== Input data

PR #1753, opened 2019-09-25
[k8s] Spec: Kubernetes experimental extensions for createOptions

dmolokanov:
Add spec describing Kubernetes experimental extensions for createOptions:
- volumes
- resources
- nodeSelector

### DIFF
--- a/kubernetes/doc/create-options.md
+++ b/kubernetes/doc/create-options.md
@@ -1,0 +1,144 @@
+# Kubernetes createOptions Extensions
+
+IoT Edge on Kubernetes supports several experimental features to allow a user to assign additional parameters to pods that represents IoT Edge Modules.
+
+## Experimental features
+
+All features described in this document are experimental. To enable them, the following environment variable need to be set for the edgeAgent (make note of the double underscores):
+
+| Environment Variable Name                  | value  |
+|--------------------------------------------|--------|
+| `ExperimentalFeatures__Enabled`            | `true` |
+
+## Create Options
+
+We added CreateOptions for experimental features on Kubernetes. These options will be ignores until both `ExperimentalFeatures__Enabled` and `ExperimentalFeatures__Enabled{FeatureName}` are not set to `true`.
+
+```json
+{
+  "k8s-experimental": {
+    "volumes": [{...}],
+    "resources": [{...}],
+    "nodeSelector": {...}
+  }
+}
+```
+
+## Volumes
+
+EdgeAgent allows to mount existing volumes in the namespace from different sources e.g. `ConfigMap` as a pod `Volume`.
+
+### Enabling this feature
+To enable this feature, the following environment variables need to be set for the edgeAgent (make note of the double underscores):
+
+| Environment Variable Name                | value  |
+|------------------------------------------|--------|
+| `ExperimentalFeatures__Enabled`          | `true` |
+| `ExperimentalFeatures__K8SEnableVolumes` | `true` |
+
+### Create Options
+
+A `volumes` section of config used to describe how a `ConfigMap` existing in a namespace will be mounted into module container. The value of this config section is an array of pairs `volume` and `volumeMount`. A `volume` part describes how a specified volume source is mounted to `pod` and `volumeMount` describes a mounting of a `volume` within a container. 
+
+`EdgeAgent` doesn't do any translations or interpretations of values but simply assign values to the `pod` and `container` specs. The description of exact structure can be found here for [Volume](https://kubernetes.io/docs/reference/generated/kubernetes-api/v1.12/#volume-v1-core) and for [VolumeMount](https://kubernetes.io/docs/reference/generated/kubernetes-api/v1.12/#volumemount-v1-core).
+
+```json
+{
+  ...
+  "k8s-experimental": {
+    "volumes": [
+      {
+        "volume": {
+          "name": "ModuleA",
+          "configMap": {
+            "optional": "true",
+            "defaultMode": 420,
+            "items": [{
+                "key": "config-file",
+                "path": "config.yaml",
+                "mode": 420
+            }],
+            "name": "module-config"
+          }
+        },
+        "volumeMount": {
+          "name": "module-config",
+          "mountPath": "/etc/module/config.yaml",
+          "mountPropagation": "None",
+          "readOnly": "true",
+          "subPath": "" 
+        }
+      }
+    ]
+  }
+}
+```
+
+## CPU and Memory Resources
+
+EdgeAgent allows to specify Compute resources for a module container.
+
+### Enabling this feature
+To enable this feature, the following environment variables need to be set for the edgeAgent (make note of the double underscores):
+
+| Environment Variable Name                   | value  |
+|---------------------------------------------|--------|
+| `ExperimentalFeatures__Enabled`             | `true` |
+| `ExperimentalFeatures__K8SEnableResources`  | `true` |
+
+### Create Options
+
+A `resources` section of config used to specify compute resources for an IoT Edge Module container. The value of this section is the same description Kubernetes uses for [container spec](https://kubernetes.io/docs/concepts/configuration/manage-compute-resources-container/). 
+
+`EdgeAgent` doesn't do any translations or interpretations of values but simply assign value from module deployment to `resources` parameter of container spec. The description of exact structure can be found [here](hhttps://kubernetes.io/docs/reference/generated/kubernetes-api/v1.12/#resourcerequirements-v1-core).
+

====

**Brief**
Restate the material word for word, leaving nothing out.

**Answer to this problem**
PR #1753, opened 2019-09-25
[k8s] Spec: Kubernetes experimental extensions for createOptions

dmolokanov:
Add spec describing Kubernetes experimental extensions for createOptions:
- volumes
- resources
- nodeSelector

### DIFF
--- a/kubernetes/doc/create-options.md
+++ b/kubernetes/doc/create-options.md
@@ -1,0 +1,144 @@
+# Kubernetes createOptions Extensions
+
+IoT Edge on Kubernetes supports several experimental features to allow a user to assign additional parameters to pods that represents IoT Edge Modules.
+
+## Experimental features
+
+All features described in this document are experimental. To enable them, the following environment variable need to be set for the edgeAgent (make note of the double underscores):
+
+| Environment Variable Name                  | value  |
+|--------------------------------------------|--------|
+| `ExperimentalFeatures__Enabled`            | `true` |
+
+## Create Options
+
+We added CreateOptions for experimental features on Kubernetes. These options will be ignores until both `ExperimentalFeatures__Enabled` and `ExperimentalFeatures__Enabled{FeatureName}` are not set to `true`.
+
+```json
+{
+  "k8s-experimental": {
+    "volumes": [{...}],
+    "resources": [{...}],
+    "nodeSelector": {...}
+  }
+}
+```
+
+## Volumes
+
+EdgeAgent allows to mount existing volumes in the namespace from different sources e.g. `ConfigMap` as a pod `Volume`.
+
+### Enabling this feature
+To enable this feature, the following environment variables need to be set for the edgeAgent (make note of the double underscores):
+
+| Environment Variable Name                | value  |
+|------------------------------------------|--------|
+| `ExperimentalFeatures__Enabled`          | `true` |
+| `ExperimentalFeatures__K8SEnableVolumes` | `true` |
+
+### Create Options
+
+A `volumes` section of config used to describe how a `ConfigMap` existing in a namespace will be mounted into module container. The value of this config section is an array of pairs `volume` and `volumeMount`. A `volume` part describes how a specified volume source is mounted to `pod` and `volumeMount` describes a mounting of a `volume` within a container. 
+
+`EdgeAgent` doesn't do any translations or interpretations of values but simply assign values to the `pod` and `container` specs. The description of exact structure can be found here for [Volume](https://kubernetes.io/docs/reference/generated/kubernetes-api/v1.12/#volume-v1-core) and for [VolumeMount](https://kubernetes.io/docs/reference/generated/kubernetes-api/v1.12/#volumemount-v1-core).
+
+```json
+{
+  ...
+  "k8s-experimental": {
+    "volumes": [
+      {
+        "volume": {
+          "name": "ModuleA",
+          "configMap": {
+            "optional": "true",
+            "defaultMode": 420,
+            "items": [{
+                "key": "config-file",
+                "path": "config.yaml",
+                "mode": 420
+            }],
+            "name": "module-config"
+          }
+        },
+        "volumeMount": {
+          "name": "module-config",
+          "mountPath": "/etc/module/config.yaml",
+          "mountPropagation": "None",
+          "readOnly": "true",
+          "subPath": "" 
+        }
+      }
+    ]
+  }
+}
+```
+
+## CPU and Memory Resources
+
+EdgeAgent allows to specify Compute resources for a module container.
+
+### Enabling this feature
+To enable this feature, the following environment variables need to be set for the edgeAgent (make note of the double underscores):
+
+| Environment Variable Name                   | value  |
+|---------------------------------------------|--------|
+| `ExperimentalFeatures__Enabled`             | `true` |
+| `ExperimentalFeatures__K8SEnableResources`  | `true` |
+
+### Create Options
+
+A `resources` section of config used to specify compute resources for an IoT Edge Module container. The value of this section is the same description Kubernetes uses for [container spec](https://kubernetes.io/docs/concepts/configuration/manage-compute-resources-container/). 
+
+`EdgeAgent` doesn't do any translations or interpretations of values but simply assign value from module deployment to `resources` parameter of container spec. The description of exact structure can be found [here](hhttps://kubernetes.io/docs/reference/generated/kubernetes-api/v1.12/#resourcerequirements-v1-core).
+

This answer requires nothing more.